“Looking to Listen at the Cocktail Party” is Google’s “deep learning audio-visual model for isolating a single speech signal from a mixture of sounds such as other voices and background noise,” as reported on the Google Research blog.
In this work, we are able to computationally produce videos in which speech of specific people is enhanced while all other sounds are suppressed. Our method works on ordinary videos with a single audio track, and all that is required from the user is to select the face of the person in the video they want to hear, or to have such a person be selected algorithmically based on context. We believe this capability can have a wide range of applications, from speech enhancement and recognition in videos, through video conferencing, to improved hearing aids, especially in situations where there are multiple people speaking.
Meanwhile, “local law enforcement in China used facial recognition to recognize and arrest a man in a crowd of 60,000 people,” Mic reported.

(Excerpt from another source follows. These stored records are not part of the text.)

PR #1825, opened 2017-07-25
SQlite 3.19.3 and Socket::select fix

micheleselea:
changelog
http://www.sqlite.org/releaselog/3_19_3.html

### DIFF
--- a/Net/src/Socket.cpp
+++ b/Net/src/Socket.cpp
@@ -80,8 +80,7 @@ int Socket::select(SocketList& readList, SocketList& writeList, SocketList& exce
 
 	int epollfd = -1;
 	{
-		struct epoll_event eventsIn[epollSize];
-		memset(eventsIn, 0, sizeof(eventsIn));
+		struct epoll_event eventsIn[epollSize] = { 0 };		
 		struct epoll_event* eventLast = eventsIn;
 		for (SocketList::iterator it = readList.begin(); it != readList.end(); ++it)
 		{
@@ -166,8 +165,7 @@ int Socket::select(SocketList& readList, SocketList& writeList, SocketList& exce
 		}
 	}
 
-	struct epoll_event eventsOut[epollSize];
-	memset(eventsOut, 0, sizeof(eventsOut));
+	struct epoll_event eventsOut[epollSize] = { 0 };	
 
 	Poco::Timespan remainingTime(timeout);
 	int rc;
--- a/Net/src/Socket.cpp
+++ b/Net/src/Socket.cpp
@@ -79,8 +79,10 @@ int Socket::select(SocketList& readList, SocketList& writeList, SocketList& exce
 	if (epollSize == 0) return 0;
 
 	int epollfd = -1;
-	{
-		struct epoll_event eventsIn[epollSize] = { 0 };		
+	{		
+		struct epoll_event eventsIn[epollSize];
+		memset(eventsIn, 0, sizeof(epoll_event) * epollSize );
+		
 		struct epoll_event* eventLast = eventsIn;
 		for (SocketList::iterator it = readList.begin(); it != readList.end(); ++it)
 		{
@@ -165,7 +167,8 @@ int Socket::select(SocketList& readList, SocketList& writeList, SocketList& exce
 		}
 	}
 
-	struct epoll_event eventsOut[epollSize] = { 0 };	
+	struct epoll_event eventsOut[epollSize];
+	memset(eventsOut, 0, sizeof(epoll_event) * epollSize );	
 
 	Poco::Timespan remainingTime(timeout);
 	int rc;
--- a/Data/SQLite/src/sqlite3.h
+++ b/Data/SQLite/src/sqlite3.h
@@ -114,16 +114,16 @@ extern "C" {
 ** system</a>.  ^The SQLITE_SOURCE_ID macro evaluates to
 ** a string which identifies a particular check-in of SQLite
 ** within its configuration management system.  ^The SQLITE_SOURCE_ID
-** string contains the date and time of the check-in (UTC) and an SHA1
-** hash of the entire source tree.
+** string contains the date and time of the check-in (UTC) and a SHA1
+** or SHA3-256 hash of the entire source tree.
 **
 ** See also: [sqlite3_libversion()],
 ** [sqlite3_libversion_number()], [sqlite3_sourceid()],
 ** [sqlite_version()] and [sqlite_source_id()].
 */
-#define SQLITE_VERSION        "3.17.0"
-#define SQLITE_VERSION_NUMBER 3017000
-#define SQLITE_SOURCE_ID      "2017-02-13 16:02:40 ada05cfa86ad7f5645450ac7a2a21c9aa6e57d2c"
+#define SQLITE_VERSION        "3.19.3"
+#define SQLITE_VERSION_NUMBER 3019003
+#define SQLITE_SOURCE_ID      "2017-06-08 14:26:16 0ee482a1e0eae22e08edc8978c9733a96603d4509645f348ebf55b579e89636b"
 
 /*
 ** CAPI3REF: Run-Time Library Version Numbers
@@ -857,7 +857,7 @@ struct sqlite3_io_methods {
 ** opcode allows these two values (10 retries and 25 milliseconds of delay)
 ** to be adjusted.  The values are changed for all database connections
 ** within the same process.  The argument is a pointer to an array of two
-** integers where the first integer i the new retry count and the second
+** integers where the first integer is the new retry count and the second
 ** integer is the delay.  If either integer is negative, then the setting
 ** is not changed but instead the prior value of that setting is written
 ** into the array entry, allowing the current retry settings to be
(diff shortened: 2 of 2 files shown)


micheleselea:
Working with this SQlite version since June, and no problem in production environment

micheleselea:
about epoll_event memset fix: with -std=c++14 sizeof(eventsOut) gives wrong result, so memset fail. This issue affect only Linux compiled in c++14 with epoll.
The function is used only by socketreactor, that can cause a while(1) in the thread that does select request

aleks-f:
it fails to compile on 4.8:
```
[0m/home/travis/build/pocoproject/poco/Net/src/Socket.cpp: In static member function â€˜static int Poco::Net::Socket::select(Poco::Net::Socket::SocketList&, Poco::Net::Socket::SocketList&, Poco::Net::Socket::SocketList&, const Poco::Timespan&)â€™:
/home/travis/build/pocoproject/poco/Net/src/Socket.cpp:83:48: error: variable-sized object â€˜eventsInâ€™ may not be initialized
   struct epoll_event eventsIn[epollSize] = { 0 };  
                                                ^
/home/travis/build/pocoproject/poco/Net/src/Socket.cpp:168:48: error: variable-sized object â€˜eventsOutâ€™ may not be initialized
  struct epoll_event eventsOut[epollSize] = { 0 }; 
                                                ^
make[2]: *** [Net/CMakeFiles/Net.dir/src/Socket.cpp.o] Error 1
make[1]: *** [Net/CMakeFiles/Net.dir/all] Error 2
```
I am surprised that it fails to calculate sizeof on c++14 and that the fix compiles at all because it's a dynamic sized array.

Anyway, could this be a fix:
```
struct epoll_event eventsIn[epollSize];
memset(eventsIn, 0, sizeof(epoll_event) * epollSize );
```

micheleselea:
Yes I'll try to put a check on c++xx version used...

I manage to remove the pull request



*Michele Pradella*
/R&D Software Engineer
/ michele.pradella@selea.com <mailto:michele.pradella@selea.com>
Office: +39 0375 889091

------------------------------------------------------------------------
	
------------------------------------------------------------------------
Selea s.r.l

V. Aldo Moro, 69
46019 Cicognara MN - Italy
Phone: +390375889091
Fax: +390375889080
http://www.selea.com

	

Note: The information contained in this message may be privileged and 
confidential and protected from disclosure. If the reader of this 
message is not the intended recipient, or an employee or agent 
responsible for delivering this message to the intended recipient, you 
are hereby notified that any dissemination, distribution or copying of 
this communication is strictly prohibited. If you have received this 
communication in error, please notify us immediately by replying to the 
message and deleting it from your computer. Thank you.

Il 25/07/2017 11.19, Aleksandar Fabijanic ha scritto:

micheleselea:
If you try you will see that sizeof(eventsIn)will give you bytes count 
with c++11 and element number in c++14

Someone find the same problem
http://wm.ite.pl/notesen/2015-03-22-compiler-warnings.html

*Michele Pradella*
/R&D Software Engineer
/ michele.pradella@selea.com <mailto:michele.pradella@selea.com>
Office: +39 0375 889091

------------------------------------------------------------------------
	
------------------------------------------------------------------------
Selea s.r.l

V. Aldo Moro, 69
46019 Cicognara MN - Italy
Phone: +390375889091
Fax: +390375889080
http://www.selea.com

	

Note: The information contained in this message may be privileged and 
confidential and protected from disclosure. If the reader of this 
message is not the intended recipient, or an employee or agent 
responsible for delivering this message to the intended recipient, you 
are hereby notified that any dissemination, distribution or copying of 
this communication is strictly prohibited. If you have received this 
communication in error, please notify us immediately by replying to the 
message and deleting it from your computer. Thank you.

Il 25/07/2017 11.19, Aleksandar Fabijanic ha scritto:

micheleselea:
@aleks-f  can I need to know a thing about pullrequest. If I have more changes to commit, should I continue commit in my current fork and create another pullrequest? or should I re fork it?

aleks-f:
this one is merged, create another fork from develop branch and send new pull

aleks-f:
generally speaking it is best to keep pulls focused on one specific thing (also create an issue if it's a bug so we can track it)

micheleselea:
ok thanks, sorry for this question but was the first time of pull request and I want to make it in the correct way. I suppose that the correct way was to split the modification one for "kind" (one for SQLite, and one for socket) but I misunderstood the good way to do it.
Tanks for informations

zosrothko:
@micheleselea I was asking to comment the Socket.cpp code itself, not this pull request! ;)

micheleselea:
ah ok understand I'll do it as soon as I can.  

sorride but was my first pullrequest since long time  

Il f2017-08-02 08:27 zosrothko ha scritto:

> @micheleselea [1] I was asking to comment the Socket.cpp code itself, not this pull request! ;) 
> 
> --
> You are receiving this because you were mentioned.
> Reply to this email directly, view it on GitHub [2], or mute the thread [3].

 

Links:
------
[1] https://github.com/micheleselea
[2] https://github.com/pocoproject/poco/pull/1825#issuecomment-319580139
[3]

Net/src/Socket.cpp
```diff
@@ -79,9 +79,10 @@ int Socket::select(SocketList& readList, SocketList& writeList, SocketList& exce
 	if (epollSize == 0) return 0;
 
 	int epollfd = -1;
-	{
+	{		
 		struct epoll_event eventsIn[epollSize];
-		memset(eventsIn, 0, sizeof(eventsIn));
+		memset(eventsIn, 0, sizeof(epoll_event) * epollSize );
```
micheleselea: gcc with -std=c++11 sizeof(eventsIn) gives bytes number
gcc with -std=c++14 sizeof(eventsIn) gives elements number
changed memset to keep it save in both condition

Net/src/Socket.cpp
```diff
@@ -167,7 +168,7 @@ int Socket::select(SocketList& readList, SocketList& writeList, SocketList& exce
 	}
 
 	struct epoll_event eventsOut[epollSize];
-	memset(eventsOut, 0, sizeof(eventsOut));
+	memset(eventsOut, 0, sizeof(epoll_event) * epollSize );
```
micheleselea: gcc with -std=c++11 sizeof(eventsOut) gives bytes number
gcc with -std=c++14 sizeof(eventsOut) gives elements number
changed memset to keep it safe

aleks-f:
@micheleselea : the array size fix does not hurt, but it must be a g++ version oddity/bug or something like that because I can not reproduce it, eg.:

```
$ clang++ --version
Apple LLVM version 8.1.0 (clang-802.0.42)

$ cat array.cpp
#include <iostream>

int main()
{
    int sz = 10;
    int a[10], b[sz];
    std::cout << "size of array of 10 int: " << sizeof(int[10])   << '\n'
              << "size of array a of 10 int: " << sizeof a          << '\n'
              << "size of array b of 10 int: " << sizeof b << '\n';
}

$ clang++ -std=c++14 -o array14 array.cpp
$ clang++ -std=c++11 -o array11 array.cpp

$ ./array11
size of array of 10 int: 40
size of array a of 10 int: 40
size of array b of 10 int: 40

$ ./array14
size of array of 10 int: 40
size of array a of 10 int: 40
size of array b of 10 int: 40
```

```
$ g++ --version
g++ (Ubuntu 5.4.0-6ubuntu1~16.04.4) 5.4.0 20160609

$ g++ -std=c++14 -o array14 array.cpp
$ g++ -std=c++11 -o array11 array.cpp

$ ./array11
size of array of 10 int: 40
size of array a of 10 int: 40
size of array b of 10 int: 40

$ ./array14
size of array of 10 int: 40
size of array a of 10 int: 40
size of array b of 10 int: 40
```

micheleselea:
I don't know I was able to reproduce on a Debian jessie (3.16.0-4amd64) with gcc version 4.9.2-10 and on a Raspberry with DietPi 4.1.17-v7+ distribution and gcc version 4.9.2-10
I use -std=c++11 or 14 in the config.make file with POCO_CFLAGS (I'm not in office so I'm try remember best as I can).
Could be a problem of that gcc version?

zosrothko:
@aleks-f Your test is not a good one, neither the compiler. Below a relevant test
```
fandre@ubuntu-trusty-64:~/gcc$ cat array.cpp
#include <iostream>
using namespace std;

int size(int n) {
    char array[n];
    return sizeof(array);
}

int main() {
        cout << "size(5)=" << size(5) <<endl;
        return 0;
}
fandre@ubuntu-trusty-64:~/gcc$ g++-4.9 -std=c++11 array.cpp -o array11
fandre@ubuntu-trusty-64:~/gcc$ g++-4.9 -std=c++14 array.cpp -o array14
array.cpp: In function ‘int size(int)’:
array.cpp:6:24: warning: taking sizeof array of runtime bound [-Wvla]
     return sizeof(array);
                        ^
fandre@ubuntu-trusty-64:~/gcc$ ./array11
size(5)=5
fandre@ubuntu-trusty-64:~/gcc$ ./array14
size(5)=1
fandre@ubuntu-trusty-64:~/gcc$
```

zosrothko:
@micheleselea Can you reference this [url ](http://wm.ite.pl/notesen/2015-03-22-compiler-warnings.html) in your comment; Thanks

aleks-f:
@zosrothko: yes and no - I understand why compiler warns in your example - it can't see in the function that in this particular case it's dealing with a constant known at compile time. but, what is confusing to me is that a compiler would return number of elements as sizeof and array - that sounds like something that would break lots of code.

zosrothko:
@aleks-f Right and as this [paper](http://wm.ite.pl/notesen/2015-03-22-compiler-warnings.html) states, this feature has been removed from the standard, but it is kept in g++-4.9. Thus one have to deal with it since Poco should support g++ 4.9.
```
Weird? Yes and no. GCC implemented proposal N3639 for C++14 ("Runtime-sized arrays with automatic storage duration") where sizeof(VLA) is an error ("ill-formed"), but as we see authors have chosen a soft warning rather a compile error. BTW, N3639 was rejected and GCC also removed support for this proposal.
```

micheleselea:
@zosrothko ok I'll put in the code as soon I came back from holidays.
@aleks-f I think that the point here is not when or when not the size of give correct or wrong results. Probably, generally speaking, is not a good idea do sizeof(vector pointer) because the behavior could be unpredictable. I mean for example that the compiler could give you the size of the pointer (just an example) instead what we need here in memset. Doing it explicitly I think it's the best way to reach the result without need to consider compilers versions or other variables.
I will never use sizeof that way because for me it's not clear. Anyway I think the solution proposed should solve ambiguity anyway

Facial recognition technology is huge in China. Cross the street improperly, for example, and facial recognition tech will text you with a fine. As Maya Wang, a researcher at Human Rights Watch, pointed out to the Washington Post, China’s “complete lack of effective privacy protections” coupled with targeting individuals viewed as “politically threatening” is what sets it apart. According to the Atlantic, China’s facial recognition-powered surveillance coupled with the upcoming social credit system could lead to omniscience.